### WORK TO COMPLETE
Write the data below out again in full, exactly as shown.

---------- GIVEN DATA ----------

PR #5754, opened 2026-04-30
chore: extend jac-check format enforcement to test files

akindu-k:
## What changed

The `jac-check` CI workflow previously excluded `tests/` directories from the `jac format --check --lintfix` step. This PR removes that exclusion so test files are held to the same formatting standard as the rest of the codebase.

All existing test files have been reformatted in bulk to bring them into compliance before enforcement kicks in.

## Files changed

- **`.github/workflows/jac-check.yml`** — removed the `! -path "*/tests/*"` exclusion from the `find` command in the format check step.
- **65 `.jac` test files** across `jac/`, `jac-scale/`, `jac-client/`, `jac-byllm/`, `jac-mcp/`, and `docs/` — reformatted to pass the linter.

## What this means for other devs

From this PR onwards, **CI will fail if any `.jac` test file is not correctly formatted**. Before pushing, run:

```bash
jac format --lintfix <your_test_file.jac>
```

Or to format all test files at once:

```bash
find . -type f -name "*.jac" -path "*/tests/*" \
  ! -path "*/fixtures/*" \
  ! -name "*_err.jac" \
  ! -name "*_syntax_err.jac" \
  -print0 | xargs -0 --no-run-if-empty -I{} jac format --lintfix {}
```

If you have a local branch with unformatted test files, run the script above before rebasing onto `main` to avoid CI failures.

## Bug caught by the formatter

Extending format enforcement to test files immediately surfaced a real bug that had been silently passing in CI for weeks.

CI run where the failure was first observed: https://github.com/jaseci-labs/jaseci/actions/runs/25148029840/job/73711983420?pr=5754

In `jac-client/jac_client/tests/test_desktop_build.jac`, the `test_client_only_config_is_supported` test asserts that `client_only` is present in the dict returned by `get_default_config()`. It isn't — `get_default_config()` in `desktop_config.impl.jac` never included that key, even though `is_client_only()` and the test were both added in PR #5494.

**Why it wasn't caught on main:** the `test-client` CI job runs `pytest -x jac-client -n auto`. The `-x` flag stops the entire run at the first failure. That job also drives E2E/Playwright tests which depend on infrastructure (browser, running sidecar) that isn't available in the standard CI environment. When PR #5494 landed, those E2E tests were likely already failing first, causing pytest to exit before `test_desktop_build.jac` was ever reached. The broken implementation was never caught.

**How this PR exposed it:** formatting enforcement now applies to test files. The bulk format run touched `test_desktop_build.jac`, which caused the file to be re-processed by the Jac compiler during the `jac format --check` step. More importantly, once the file was part of the staged diff, the full `pytest -x jac-client` run on this PR's CI reached the test — and this time no earlier failure masked it.

**The underlying bug:** `get_default_config()` is missing `'client_only': False` in its returned dict. The test was written correctly; the implementation was incomplete. It needs to be fixed separately.

## Script used to bulk-format

```bash
find . -type f -name "*.jac" -path "*/tests/*" \
  ! -path "*/fixtures/*" \
  ! -name "*_err.jac" \
  ! -name "*_syntax_err.jac" \
  | while read -r f; do
    echo "Formatting: $f"
    jac format --lintfix "$f"
  done
```


akindu-k:
Bugs fixed in the following PRs.

1. https://github.com/jaseci-labs/jaseci/pull/5759 
2. https://github.com/jaseci-labs/jaseci/pull/5756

----------

### RESULT OF THIS TASK
PR #5754, opened 2026-04-30
chore: extend jac-check format enforcement to test files

akindu-k:
## What changed

The `jac-check` CI workflow previously excluded `tests/` directories from the `jac format --check --lintfix` step. This PR removes that exclusion so test files are held to the same formatting standard as the rest of the codebase.

All existing test files have been reformatted in bulk to bring them into compliance before enforcement kicks in.

## Files changed

- **`.github/workflows/jac-check.yml`** — removed the `! -path "*/tests/*"` exclusion from the `find` command in the format check step.
- **65 `.jac` test files** across `jac/`, `jac-scale/`, `jac-client/`, `jac-byllm/`, `jac-mcp/`, and `docs/` — reformatted to pass the linter.

## What this means for other devs

From this PR onwards, **CI will fail if any `.jac` test file is not correctly formatted**. Before pushing, run:

```bash
jac format --lintfix <your_test_file.jac>
```

Or to format all test files at once:

```bash
find . -type f -name "*.jac" -path "*/tests/*" \
  ! -path "*/fixtures/*" \
  ! -name "*_err.jac" \
  ! -name "*_syntax_err.jac" \
  -print0 | xargs -0 --no-run-if-empty -I{} jac format --lintfix {}
```

If you have a local branch with unformatted test files, run the script above before rebasing onto `main` to avoid CI failures.

## Bug caught by the formatter

Extending format enforcement to test files immediately surfaced a real bug that had been silently passing in CI for weeks.

CI run where the failure was first observed: https://github.com/jaseci-labs/jaseci/actions/runs/25148029840/job/73711983420?pr=5754

In `jac-client/jac_client/tests/test_desktop_build.jac`, the `test_client_only_config_is_supported` test asserts that `client_only` is present in the dict returned by `get_default_config()`. It isn't — `get_default_config()` in `desktop_config.impl.jac` never included that key, even though `is_client_only()` and the test were both added in PR #5494.

**Why it wasn't caught on main:** the `test-client` CI job runs `pytest -x jac-client -n auto`. The `-x` flag stops the entire run at the first failure. That job also drives E2E/Playwright tests which depend on infrastructure (browser, running sidecar) that isn't available in the standard CI environment. When PR #5494 landed, those E2E tests were likely already failing first, causing pytest to exit before `test_desktop_build.jac` was ever reached. The broken implementation was never caught.

**How this PR exposed it:** formatting enforcement now applies to test files. The bulk format run touched `test_desktop_build.jac`, which caused the file to be re-processed by the Jac compiler during the `jac format --check` step. More importantly, once the file was part of the staged diff, the full `pytest -x jac-client` run on this PR's CI reached the test — and this time no earlier failure masked it.

**The underlying bug:** `get_default_config()` is missing `'client_only': False` in its returned dict. The test was written correctly; the implementation was incomplete. It needs to be fixed separately.

## Script used to bulk-format

```bash
find . -type f -name "*.jac" -path "*/tests/*" \
  ! -path "*/fixtures/*" \
  ! -name "*_err.jac" \
  ! -name "*_syntax_err.jac" \
  | while read -r f; do
    echo "Formatting: $f"
    jac format --lintfix "$f"
  done
```


akindu-k:
Bugs fixed in the following PRs.

1. https://github.com/jaseci-labs/jaseci/pull/5759 
2. https://github.com/jaseci-labs/jaseci/pull/5756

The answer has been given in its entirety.